Terminated(T::AccountId, T::AccountId),
/// Restoration of a contract has been successful.
/// \[restorer, dest, code_hash, rent_allowance\]
///
/// # Params
///
/// - `restorer`: Account ID of the restoring contract.
/// - `dest`: Account ID of the restored contract.
/// - `code_hash`: Code hash of the restored contract.
/// - `rent_allowance`: Rent allowance of the restored contract.
Restored(T::AccountId, T::AccountId, T::Hash, BalanceOf<T>),
/// Code with the specified hash has been stored. \[code_hash\]
CodeStored(T::Hash),
/// Triggered when the current schedule is updated.
/// \[version\]
///
/// # Params
///
/// - `version`: The version of the newly set schedule.
ScheduleUpdated(u32),
/// A custom event emitted by the contract.
/// \[contract, data\]
///
/// # Params
///
/// - `contract`: The contract that emitted the event.
/// - `data`: Data supplied by the contract.

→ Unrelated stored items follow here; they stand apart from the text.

PR #175, opened 2026-03-07
fix: preserve tail text in Selector.get_all_text

### LINKED ISSUE #167: Selector.get_all_text() doesn't get all text

tsubasakong:
## Summary
- preserve tail text nodes when collecting recursive text content
- keep text order stable across nested children
- add regression coverage for interleaved child/tail text and ignored-tag tails

Fixes #167

## Validation
- source .venv/bin/activate && pytest tests/parser/test_parser_advanced.py -q
- source .venv/bin/activate && pytest tests/parser/test_general.py -q -k all_text
- git diff --check


D4Vinci:
A duplicate of #168, and this PR is against the contribution rules.

Also, PR #168 is the best approach because:
1. **Correctness**: The ancestor-walk approach for ignored tags is the only one that handles arbitrarily nested ignored elements correctly. This PR still recurses into ignored elements, potentially leaking their content.
2. **Performance**: Using a pre-compiled XPath(".//text()") at the module level is consistent with the existing codebase patterns (__find_all_elements_, __find_all_elements_with_spaces_ are already pre-compiled the same way).
3. **Simplification**: It correctly removes the unnecessary _find_all_elements expansion from ignored_elements — since it walks ancestors, it only needs the tag elements themselves in the set, which is simpler and faster.

PR #187, opened 2026-03-11
docs: Add Korean (한국어) README translation

greatsk55:
Added Korean translation of README at `docs/README_KR.md` and updated the language links in the main README.

Follows the same structure and format as existing translations (JP, CN, etc.).


D4Vinci:
Thanks!

PR #192, opened 2026-03-15
test(ai): add _normalize_credentials edge case coverage

Bortlesboat:
## What

Extends `tests/ai/test_ai_mcp.py` with a `TestNormalizeCredentials` class covering edge cases for the `_normalize_credentials` helper that were previously untested:

- `None` input → returns `None`
- Empty dict `{}` → returns `None` (falsy check)
- Valid dict with both keys → returns correct `(username, password)` tuple
- Dict missing `password` key → raises `ValueError`
- Dict missing `username` key → raises `ValueError`

## Why

The helper is used at every fetcher call site to validate proxy auth and request auth. The existing suite only exercises the happy path via integration tests — no unit tests verified the error branches or the empty-dict falsy path.

## Test

```bash
pytest tests/ai/test_ai_mcp.py::TestNormalizeCredentials -v
```

All 5 new tests pass. No existing tests affected.


D4Vinci:
Thanks!

PR #196, opened 2026-03-15
fix: replace bare raise with return False in _restore_from_checkpoint

haosenwang1018:
## What

Replace `raise` (bare raise with no active exception) with `return False` in `CrawlerEngine._restore_from_checkpoint()`.

## Why

When `_checkpoint_system_enabled` is `False`, the current code executes a bare `raise` statement. Since there is no active exception in this context, Python raises `RuntimeError: No active exception to re-raise`.

The method's docstring states: "Returns True if successfully restored, False otherwise." Returning `False` matches this contract and is consistent with how the caller in `crawl()` uses the return value.

The caller currently guards with `if self._checkpoint_system_enabled`, so this path isn't hit in normal usage — but the method should be self-consistent for any future callers.

## Changes

- `scrapling/spiders/engine.py`: 1 line changed (`raise` → `return False`)

## Type of change


D4Vinci:
Thanks!
Once thew workflows pass, we are ready to merge

PR #197, opened 2026-03-15
fix: add max retry limit to _get_page_content to prevent infinite loop

haosenwang1018:
## What

Add a bounded retry limit (default 10 attempts = ~5s) to `_get_page_content` and `_get_async_page_content` in `ResponseFactory`.

## Why

Both methods use `while True` to retry `page.content()` on `PlaywrightError`. This is a workaround for a known Windows issue ([playwright#16108](https://github.com/microsoft/playwright/issues/16108)) where `page.content()` can transiently fail.

However, if the page is in a permanently broken state (crashed tab, closed context, destroyed frame), the loop retries forever and hangs the entire process with no way to recover.

Replacing with a bounded `for` loop preserves the retry behavior for transient errors while preventing indefinite hangs.

## Changes

- `scrapling/engines/toolbelt/convertor.py`: Replace `while True` with `for _ in range(max_retries)` in both sync and async versions

## Type of change

### DIFF
--- a/scrapling/spiders/session.py
+++ b/scrapling/spiders/session.py
@@ -112,10 +112,12 @@ class SessionManager:
                 client = session._client
 
                 if isinstance(client, _ASyncSessionLogic):
+                    kwargs = request._session_kwargs.copy()
+                    method = cast(SUPPORTED_HTTP_METHODS, kwargs.pop("method", "GET"))
                     response = await client._make_request(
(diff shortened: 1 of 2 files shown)


D4Vinci:
That's a good idea here for handling this edge case, but it's not good practice not to tell the user what happened. I think it will be better to raise an error if the maximum number of retries is reached. I will add it. Thanks!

Metadata generated during contract
/// compilation is needed to decode it.
ContractEmitted(T::AccountId, Vec<u8>),
/// A code with the specified hash was removed.
/// \[code_hash\]
///
/// This happens when the last contract that uses this code hash was removed or evicted.
CodeRemoved(T::Hash),
}
#[pallet::error]
pub enum Error<T> {
/// A new schedule must have a greater version than the current one.
InvalidScheduleVersion,
/// An origin must be signed or inherent and auxiliary sender only provided on inherent.
InvalidSurchargeClaim,
/// Cannot restore from nonexisting or tombstone contract.
InvalidSourceContract,
/// Cannot restore to nonexisting or alive contract.

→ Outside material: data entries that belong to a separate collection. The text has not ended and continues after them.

PR #200, opened 2026-03-16
test: add edge case tests for filter, iterancestors, and find_similar

awanawana:
## Summary

This PR adds three new test files covering edge cases that were missing from the existing test suite (current coverage ~90–92%).

#### `tests/parser/test_selectors_filter.py`
Covers `Selectors.filter()` edge cases:
- Chained `.filter().filter()` calls
- Empty result returns `Selectors` (not `None` or exception)
- All-pass predicate returns all elements
- Calling `filter()` on an already-empty `Selectors`

#### `tests/parser/test_ancestor_navigation.py`
Covers `Selector.iterancestors()` and `Selector.find_ancestor()`:
- Ancestors are yielded bottom-up (immediate parent first)
- All ancestors up to `<html>` are included
- `find_ancestor()` returns the closest match
- `find_ancestor()` returns `None` when no ancestor matches
- Both methods are safe on text nodes (no exception)
- `find_ancestor()` on root element returns `None` gracefully

#### `tests/parser/test_find_similar_advanced.py`
Covers `Selector.find_similar()` with non-default parameters:
- Higher `similarity_threshold` returns fewer or equal results
- `match_text=True` factors in text content
- `ignore_attributes` combinations affect matching
- Calling on a text node returns empty `Selectors` without raising

### Test results
All 16 tests pass locally:
```
16 passed in 0.42s
```


D4Vinci:
LGTM, thanks!

PR #201, opened 2026-03-16
fix: preserve HTTP method across retries in spider session

karesansui-u:
`SessionManager.fetch()` pops `method` from `_session_kwargs`,
which mutates the original request dict. When the engine retries
a blocked request via `request.copy()`, the copy no longer has
`method`, so it defaults to GET.

Steps to reproduce:
1. Yield `Request(url, method="POST", data=...)`
2. Target returns a response that triggers `is_blocked()`
3. Engine retries via `request.copy()` → second fetch uses GET

Fix: copy the kwargs dict before popping, so the original
request stays intact.


D4Vinci:
Thanks, nice catch!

InvalidDestinationContract,
/// Tombstones don't match.
InvalidTombstone,
/// An origin TrieId written in the current block.
InvalidContractOrigin,
/// The executed contract exhausted its gas limit.
OutOfGas,
/// The output buffer supplied to a contract API call was too small.
OutputBufferTooSmall,
/// Performing the requested transfer would have brought the contract below
/// the subsistence threshold. No transfer is allowed to do this in order to allow
/// for a tombstone to be created. Use `seal_terminate` to remove a contract without
/// leaving a tombstone behind.
BelowSubsistenceThreshold,
/// The newly created contract is below the subsistence threshold after executing
/// its contructor. No contracts are allowed to exist below that threshold.
NewContractNotFunded,
/// Performing the requested transfer failed for a reason originating in the
/// chosen currency implementation of the runtime. Most probably the balance is
/// too low or locks are placed on it.
TransferFailed,
/// Performing a call was denied because the calling depth reached the limit
/// of what is specified in the schedule.
MaxCallDepthReached,
/// No contract was found at the specified address.
ContractNotFound,
/// A tombstone exist at the specified address.
///
/// Tombstone cannot be called. Anyone can use `seal_restore_to` in order to revive
/// the contract, though.
ContractIsTombstone,
/// The called contract does not have enough balance to pay for its storage.
///
/// The contract ran out of balance and is therefore eligible for eviction into a
/// tombstone. Anyone can evict the contract by submitting a `claim_surcharge`
/// extrinsic. Alternatively, a plain balance transfer can be used in order to
/// increase the contracts funds so that it can be called again.
RentNotPaid,
/// The code supplied to `instantiate_with_code` exceeds the limit specified in the
/// current schedule.
CodeTooLarge,
/// No code could be found at the supplied code hash.
CodeNotFound,
/// A buffer outside of sandbox memory was passed to a contract API function.
OutOfBounds,
/// Input passed to a contract API function failed to decode as expected type.
DecodingFailed,
/// Contract trapped during execution.
ContractTrapped,
/// The size defined in `T::MaxValueSize` was exceeded.
ValueTooLarge,
/// Termination of a contract is not allowed while the contract is already
/// on the call stack. Can be triggered by `seal_terminate` or `seal_restore_to.
TerminatedWhileReentrant,
/// `seal_call` forwarded this contracts input. It therefore is no longer available.
InputForwarded,
/// The subject passed to `seal_random` exceeds the limit.
RandomSubjectTooLong,
/// The amount of topics passed to `seal_deposit_events` exceeds the limit.
TooManyTopics,
/// The topics passed to `seal_deposit_events` contains at least one duplicate.
DuplicateTopics,
/// The chain does not provide a chain extension. Calling the chain extension results
/// in this error. Note that this usually shouldn't happen as deploying such contracts
/// is rejected.
NoChainExtension,
/// Removal of a contract failed because the deletion queue is full.
///
/// This can happen when either calling [`Pallet::claim_surcharge`] or `seal_terminate`.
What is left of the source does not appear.